Saved data entries
★ ★ ★
PR #185, opened 2018-07-25
Changes for rendering measure numbers

cecilios:
Measure numbers are now rendered. Options for controlling measures numbering have been added. MusicXML importer has been modified for importing measure numbering options.

In addition, some changes related to this:
- Define a new barline type for an alternative rendering for double repetition barlines. It uses two thick barlines instead of thin barlines (E.Gould, p.234).
- A couple of fixes in MusicXML importer, to eliminate some error messages and to fix a bug in measure numbers import.
- Style "Measure numbers" is now automatically added to the scores. By changing its settings the appearance of measure numbers can be customized.
- Defined a new barline type: alternative rendering for double repetition, using two thick barlines instead of thin barlines (E.Gould, p.234).


hugbug:
Thank you for this very welcome feature.
Works excellent for me!

sensibol:
Thank you.

Issue #107, opened 2026-08-06
coverage: Rust caveat prints twice in the CLI coverage line


JordanCoin:
Split out of #105 review — cosmetic, not a correctness bug, deliberately not held against that PR.

## What happens

The same sentence is printed twice, joined by `; `:

```
$ codemap --importers helper/src/lib.rs <cargo-workspace>
📍 File: helper/src/lib.rs
   Imported by 1 file(s)
   • app/src/lib.rs
Coverage: partial — Rust macro-generated, string-routed, and #[path] module edges may be
unresolved; Rust macro-generated, string-routed, and #[path] module edges may be unresolved
```

## Why

Both the `ast-grep` and `rust-cargo` sources carry an identical `Detail`, and `GraphCoverage.AddSource` appends each one to `Notes` unconditionally:

```go
if outcome.Detail != "" {
    c.Notes = append(c.Notes, outcome.Detail)
}
```

`analysis.NormalizeCoverage` sorts `Sources` and clones `Issues[].Candidates`, but never dedupes `Notes`.

## Two ways to fix

1. **Fix the cause** — resolve #106 so only `rust-cargo` carries the Rust caveat. The duplicate disappears with no dedup logic needed. Preferred.
2. **Fix the symptom** — dedupe `Notes` in `AddSource` or `NormalizeCoverage`. Worth doing anyway as a belt-and-braces measure, since any two sources sharing a detail string will otherwise repeat it.

Doing (1) alone resolves the reported symptom; doing both makes it structurally impossible to regress.

## Reproduce

Cargo workspace with two crates where `app` uses `helper` from a `#[cfg(test)]` block, then run `codemap --importers helper/src/lib.rs <workspace>` and read the trailing `Coverage:` line.

JordanCoin:
Cross-ref: filed #111 for the underlying design issue — coverage is reported at scan granularity but consumed at query granularity, which is why this keeps surfacing. This issue is still worth fixing on its own; #111 is the reason it recurs.

Also reclassifying: I filed this as cosmetic assuming a human reader. If the consumer is an agent parsing `coverage.sources[]` / `coverage.notes[]`, a duplicated note is a malformed payload and a misattributed source is wrong data — not a presentation nit.

JordanCoin:
Fixed by #108 (`d1e8a13`), verified on merged main with a two-crate Cargo workspace:

- `ast-grep` now reports `authoritative`; only `rust-cargo` carries the Rust caveat.
[...]

Issue #106, opened 2026-08-06
coverage: ast-grep reports `mixed` carrying a Rust-specific caveat


JordanCoin:
Split out of #105 review — cosmetic, not a correctness bug, deliberately not held against that PR.

## What happens

`scanner/astgrep.go` marks the **ast-grep** source `mixed` with the Rust caveat whenever any analyzed file is Rust:

```go
source := analysis.Source{Name: "ast-grep", Status: analysis.SourceAuthoritative}
for _, fileAnalysis := range analyses {
    if DetectLanguage(fileAnalysis.Path) == "rust" {
        source.Status = analysis.SourceMixed
        source.Detail = rustCoverageNote
        break
    }
}
```

On a two-crate Cargo workspace that produces:

```json
{"name": "ast-grep",       "status": "mixed",         "detail": "Rust macro-generated, string-routed, and #[path] module edges may be unresolved"}
{"name": "cargo-metadata", "status": "authoritative"}
{"name": "rust-cargo",     "status": "mixed",         "detail": "Rust macro-generated, string-routed, and #[path] module edges may be unresolved"}
```

## Why it's wrong

ast-grep's extraction isn't degraded — it found what it found. The caveat (macro-generated, `#[path]`, string-routed edges) describes a **Rust resolution** gap, which is `rust-cargo`'s concern. Conflating "which tool ran" with "which language has resolution gaps" has two consequences:

1. On a **Go + Rust monorepo**, the Go analysis is reported as degraded too, even though nothing about the Go extraction is partial.
2. It's the direct cause of #107 — the same sentence lands on two sources and prints twice.

## Suggested fix

Leave `ast-grep` as `authoritative` and let only `rust-cargo` carry the Rust caveat. The source list then reads as what each tool actually contributed, and the duplicate note disappears at the same time.

A third site does the same thing: `scanner/types.go` in `newDepsProject` sets `coverage.Sources[0].Detail = rustCoverageNote` on the ast-grep source (kept "for the determinism and Rust-coverage tests").

## Reproduce

Cargo workspace with two crates where `app` uses `helper` from a `#[cfg(test)]` block, then:

```
codemap --json --deps <workspace> | jq .coverage
```

JordanCoin:
Cross-ref: filed #111 for the underlying design issue — coverage is reported at scan granularity but consumed at query granularity, which is why this keeps surfacing. This issue is still worth fixing on its own; #111 is the reason it recurs.

[...]

PR #108, opened 2026-08-07
fix(scanner): Keep ast-grep authoritative, dedupe coverage notes

reneleonhardt:
Follow-up to #105, closing the two open findings from the maintainer re-review on the coverage line.

## What this PR does

Both findings were in the coverage line — cosmetic but user-facing:

**1. The Rust note printed twice.** `ast-grep` and `rust-cargo` both carried an identical `Detail`, and `GraphCoverage.AddSource` appended each source's detail to `Notes` with no dedup. A two-crate workspace rendered:

```
Coverage: partial — Rust macro-generated, string-routed, and #[path] module edges may be
unresolved; Rust macro-generated, string-routed, and #[path] module edges may be unresolved
```

**2. `ast-grep` was labeled `mixed` carrying a Rust-specific detail.** The `DetectLanguage(...) == "rust"` loop in `scanner/astgrep.go` demoted ast-grep's source status even though its extraction is not degraded — the macro/`#[path]`/string-routed caveat is a *Rust resolution* gap, which `rust-cargo` owns. Consequences: on a Go+Rust monorepo the Go analysis was reported degraded too, and the same sentence landed on two sources, producing the duplicate in (1).

## Changes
★ ★ ★
Exercise brief
The answer must be every line of the records that contains the word "string".

Answer area
Coverage: partial — Rust macro-generated, string-routed, and #[path] module edges may be
unresolved; Rust macro-generated, string-routed, and #[path] module edges may be unresolved
2. **Fix the symptom** — dedupe `Notes` in `AddSource` or `NormalizeCoverage`. Worth doing anyway as a belt-and-braces measure, since any two sources sharing a detail string will otherwise repeat it.
{"name": "ast-grep",       "status": "mixed",         "detail": "Rust macro-generated, string-routed, and #[path] module edges may be unresolved"}
{"name": "rust-cargo",     "status": "mixed",         "detail": "Rust macro-generated, string-routed, and #[path] module edges may be unresolved"}
ast-grep's extraction isn't degraded — it found what it found. The caveat (macro-generated, `#[path]`, string-routed edges) describes a **Rust resolution** gap, which is `rust-cargo`'s concern. Conflating "which tool ran" with "which language has resolution gaps" has two consequences:
Coverage: partial — Rust macro-generated, string-routed, and #[path] module edges may be
unresolved; Rust macro-generated, string-routed, and #[path] module edges may be unresolved
**2. `ast-grep` was labeled `mixed` carrying a Rust-specific detail.** The `DetectLanguage(...) == "rust"` loop in `scanner/astgrep.go` demoted ast-grep's source status even though its extraction is not degraded — the macro/`#[path]`/string-routed caveat is a *Rust resolution* gap, which `rust-cargo` owns. Consequences: on a Go+Rust monorepo the Go analysis was reported degraded too, and the same sentence landed on two sources, producing the duplicate in (1).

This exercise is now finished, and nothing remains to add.